Collected data entries
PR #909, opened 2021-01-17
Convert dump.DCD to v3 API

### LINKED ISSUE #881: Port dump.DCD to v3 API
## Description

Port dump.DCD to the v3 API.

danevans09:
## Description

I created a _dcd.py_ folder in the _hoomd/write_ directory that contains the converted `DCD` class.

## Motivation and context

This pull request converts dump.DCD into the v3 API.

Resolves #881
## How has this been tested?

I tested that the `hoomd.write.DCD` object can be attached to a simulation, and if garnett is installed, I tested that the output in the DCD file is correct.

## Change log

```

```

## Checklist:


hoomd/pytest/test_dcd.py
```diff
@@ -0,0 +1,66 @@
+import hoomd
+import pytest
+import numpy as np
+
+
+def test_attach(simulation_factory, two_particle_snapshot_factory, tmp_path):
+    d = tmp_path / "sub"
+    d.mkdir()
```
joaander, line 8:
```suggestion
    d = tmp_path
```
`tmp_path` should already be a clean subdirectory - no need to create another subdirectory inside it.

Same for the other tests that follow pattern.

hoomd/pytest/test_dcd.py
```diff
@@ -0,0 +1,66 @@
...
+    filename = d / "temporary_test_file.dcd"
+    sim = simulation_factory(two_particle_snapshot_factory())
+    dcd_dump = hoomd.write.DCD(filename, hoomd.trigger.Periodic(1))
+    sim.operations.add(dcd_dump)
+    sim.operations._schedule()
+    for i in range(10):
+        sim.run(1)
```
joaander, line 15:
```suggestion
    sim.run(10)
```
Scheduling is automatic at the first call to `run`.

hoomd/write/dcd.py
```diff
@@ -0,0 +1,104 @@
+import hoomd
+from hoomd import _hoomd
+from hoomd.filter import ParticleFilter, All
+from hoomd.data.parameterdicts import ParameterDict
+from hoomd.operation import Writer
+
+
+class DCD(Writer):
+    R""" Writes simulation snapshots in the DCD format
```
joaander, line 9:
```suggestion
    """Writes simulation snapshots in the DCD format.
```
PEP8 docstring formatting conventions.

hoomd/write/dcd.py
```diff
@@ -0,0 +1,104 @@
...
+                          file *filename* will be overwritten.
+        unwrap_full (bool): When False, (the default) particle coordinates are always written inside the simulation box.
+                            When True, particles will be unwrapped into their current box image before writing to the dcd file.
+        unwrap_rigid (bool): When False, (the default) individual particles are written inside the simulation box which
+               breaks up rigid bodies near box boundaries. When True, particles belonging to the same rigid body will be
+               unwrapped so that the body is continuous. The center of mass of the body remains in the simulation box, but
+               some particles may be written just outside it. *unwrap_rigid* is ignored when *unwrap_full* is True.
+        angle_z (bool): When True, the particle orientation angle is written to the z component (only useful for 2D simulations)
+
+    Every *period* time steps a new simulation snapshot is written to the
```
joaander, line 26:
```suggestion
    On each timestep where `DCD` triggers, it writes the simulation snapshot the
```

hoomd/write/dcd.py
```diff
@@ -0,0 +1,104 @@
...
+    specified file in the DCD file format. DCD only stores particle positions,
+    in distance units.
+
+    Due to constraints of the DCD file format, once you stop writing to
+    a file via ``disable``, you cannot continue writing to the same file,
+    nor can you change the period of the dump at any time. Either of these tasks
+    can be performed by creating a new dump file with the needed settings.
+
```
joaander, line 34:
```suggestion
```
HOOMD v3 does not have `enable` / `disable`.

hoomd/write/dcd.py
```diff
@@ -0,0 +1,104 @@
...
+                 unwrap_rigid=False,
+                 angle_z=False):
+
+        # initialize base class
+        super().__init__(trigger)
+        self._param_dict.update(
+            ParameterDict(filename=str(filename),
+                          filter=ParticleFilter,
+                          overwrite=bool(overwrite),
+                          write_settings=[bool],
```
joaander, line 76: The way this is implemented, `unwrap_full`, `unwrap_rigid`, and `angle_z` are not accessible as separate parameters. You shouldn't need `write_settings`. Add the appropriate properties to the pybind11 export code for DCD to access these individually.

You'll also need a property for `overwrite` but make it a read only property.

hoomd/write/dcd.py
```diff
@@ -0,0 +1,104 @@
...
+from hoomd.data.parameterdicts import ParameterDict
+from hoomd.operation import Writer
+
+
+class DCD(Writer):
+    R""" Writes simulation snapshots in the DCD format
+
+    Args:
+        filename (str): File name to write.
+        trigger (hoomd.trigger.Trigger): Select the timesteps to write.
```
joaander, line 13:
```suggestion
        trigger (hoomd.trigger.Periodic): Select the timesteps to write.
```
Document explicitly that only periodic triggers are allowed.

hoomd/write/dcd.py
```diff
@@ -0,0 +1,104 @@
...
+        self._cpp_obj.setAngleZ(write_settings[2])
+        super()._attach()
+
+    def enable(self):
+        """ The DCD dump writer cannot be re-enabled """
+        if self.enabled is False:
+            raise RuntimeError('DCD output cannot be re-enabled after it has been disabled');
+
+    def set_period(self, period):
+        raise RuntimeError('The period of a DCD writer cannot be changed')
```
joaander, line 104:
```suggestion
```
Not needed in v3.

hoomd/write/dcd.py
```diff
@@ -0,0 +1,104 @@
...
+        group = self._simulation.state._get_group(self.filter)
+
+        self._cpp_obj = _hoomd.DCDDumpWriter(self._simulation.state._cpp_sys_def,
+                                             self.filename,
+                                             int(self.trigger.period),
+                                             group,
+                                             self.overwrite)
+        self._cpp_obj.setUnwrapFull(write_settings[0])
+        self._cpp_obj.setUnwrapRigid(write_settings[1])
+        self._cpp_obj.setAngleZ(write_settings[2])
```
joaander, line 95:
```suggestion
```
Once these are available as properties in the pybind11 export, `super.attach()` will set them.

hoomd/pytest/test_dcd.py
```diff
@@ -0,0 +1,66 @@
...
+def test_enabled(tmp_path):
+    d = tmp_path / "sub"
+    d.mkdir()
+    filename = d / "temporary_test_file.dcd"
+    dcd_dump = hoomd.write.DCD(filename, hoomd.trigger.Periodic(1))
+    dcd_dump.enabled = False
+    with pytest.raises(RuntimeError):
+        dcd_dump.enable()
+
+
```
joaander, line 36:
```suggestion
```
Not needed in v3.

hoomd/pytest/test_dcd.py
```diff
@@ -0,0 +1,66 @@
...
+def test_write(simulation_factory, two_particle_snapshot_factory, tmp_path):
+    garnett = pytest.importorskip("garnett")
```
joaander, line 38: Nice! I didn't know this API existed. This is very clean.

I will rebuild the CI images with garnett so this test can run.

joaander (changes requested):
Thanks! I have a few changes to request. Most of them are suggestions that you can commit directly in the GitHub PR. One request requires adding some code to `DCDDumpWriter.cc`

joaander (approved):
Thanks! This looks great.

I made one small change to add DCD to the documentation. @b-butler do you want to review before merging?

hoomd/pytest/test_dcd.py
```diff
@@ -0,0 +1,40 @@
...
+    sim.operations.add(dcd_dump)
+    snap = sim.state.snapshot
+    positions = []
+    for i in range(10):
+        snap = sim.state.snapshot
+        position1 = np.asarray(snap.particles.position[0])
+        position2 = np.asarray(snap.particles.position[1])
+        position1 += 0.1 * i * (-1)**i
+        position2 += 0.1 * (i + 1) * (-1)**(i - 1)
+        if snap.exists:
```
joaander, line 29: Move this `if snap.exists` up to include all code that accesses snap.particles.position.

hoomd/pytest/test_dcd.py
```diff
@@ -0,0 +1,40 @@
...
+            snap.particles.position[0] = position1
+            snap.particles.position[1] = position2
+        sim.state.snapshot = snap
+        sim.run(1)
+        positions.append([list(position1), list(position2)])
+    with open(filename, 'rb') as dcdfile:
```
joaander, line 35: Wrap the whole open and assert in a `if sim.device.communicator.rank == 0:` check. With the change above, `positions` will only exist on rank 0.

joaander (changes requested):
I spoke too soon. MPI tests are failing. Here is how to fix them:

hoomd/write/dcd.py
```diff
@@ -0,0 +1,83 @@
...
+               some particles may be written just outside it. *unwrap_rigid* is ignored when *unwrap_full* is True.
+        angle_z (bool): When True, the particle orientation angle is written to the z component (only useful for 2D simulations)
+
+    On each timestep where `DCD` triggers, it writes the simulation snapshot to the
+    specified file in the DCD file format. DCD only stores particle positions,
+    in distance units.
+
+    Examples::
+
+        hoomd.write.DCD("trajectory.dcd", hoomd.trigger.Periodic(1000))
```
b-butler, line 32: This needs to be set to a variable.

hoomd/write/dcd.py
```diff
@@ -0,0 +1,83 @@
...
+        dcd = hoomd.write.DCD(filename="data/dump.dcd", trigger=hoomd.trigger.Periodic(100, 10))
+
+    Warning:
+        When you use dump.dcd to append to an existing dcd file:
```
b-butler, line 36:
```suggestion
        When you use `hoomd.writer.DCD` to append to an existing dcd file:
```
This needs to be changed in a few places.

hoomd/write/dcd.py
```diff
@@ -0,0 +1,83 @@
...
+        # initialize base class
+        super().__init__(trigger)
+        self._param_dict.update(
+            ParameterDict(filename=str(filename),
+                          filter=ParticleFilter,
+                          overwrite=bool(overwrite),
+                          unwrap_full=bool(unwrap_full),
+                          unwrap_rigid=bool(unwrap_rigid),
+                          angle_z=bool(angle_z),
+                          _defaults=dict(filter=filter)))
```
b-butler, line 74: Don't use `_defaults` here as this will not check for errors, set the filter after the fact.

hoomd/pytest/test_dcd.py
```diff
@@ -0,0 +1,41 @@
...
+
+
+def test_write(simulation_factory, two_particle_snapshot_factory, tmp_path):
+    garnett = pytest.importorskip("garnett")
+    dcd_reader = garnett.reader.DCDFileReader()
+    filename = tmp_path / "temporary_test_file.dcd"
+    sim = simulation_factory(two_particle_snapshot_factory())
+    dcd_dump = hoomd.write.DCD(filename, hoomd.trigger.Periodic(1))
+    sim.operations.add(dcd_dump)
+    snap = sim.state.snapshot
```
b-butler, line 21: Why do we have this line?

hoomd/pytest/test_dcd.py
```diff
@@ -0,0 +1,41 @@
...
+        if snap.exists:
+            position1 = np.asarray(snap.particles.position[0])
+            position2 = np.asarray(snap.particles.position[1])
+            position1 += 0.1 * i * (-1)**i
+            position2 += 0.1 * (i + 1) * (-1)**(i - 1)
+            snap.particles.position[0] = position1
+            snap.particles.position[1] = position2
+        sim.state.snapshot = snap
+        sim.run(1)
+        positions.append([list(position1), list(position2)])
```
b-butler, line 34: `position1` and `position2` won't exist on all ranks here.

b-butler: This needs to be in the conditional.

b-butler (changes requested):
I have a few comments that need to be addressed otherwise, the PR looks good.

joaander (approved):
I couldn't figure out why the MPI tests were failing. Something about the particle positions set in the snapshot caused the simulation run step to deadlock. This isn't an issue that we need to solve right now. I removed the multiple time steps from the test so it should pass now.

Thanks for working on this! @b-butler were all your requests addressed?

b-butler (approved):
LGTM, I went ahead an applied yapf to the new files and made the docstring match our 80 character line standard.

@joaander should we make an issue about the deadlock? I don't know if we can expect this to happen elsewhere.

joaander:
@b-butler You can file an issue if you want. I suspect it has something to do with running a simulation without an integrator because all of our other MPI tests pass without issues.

GOAL OF THE EXERCISE:
Go through the records above, find every line with the word "asarray", and list those lines.

WRITTEN SOLUTION:
+        position1 = np.asarray(snap.particles.position[0])
+        position2 = np.asarray(snap.particles.position[1])
+            position1 = np.asarray(snap.particles.position[0])
+            position2 = np.asarray(snap.particles.position[1])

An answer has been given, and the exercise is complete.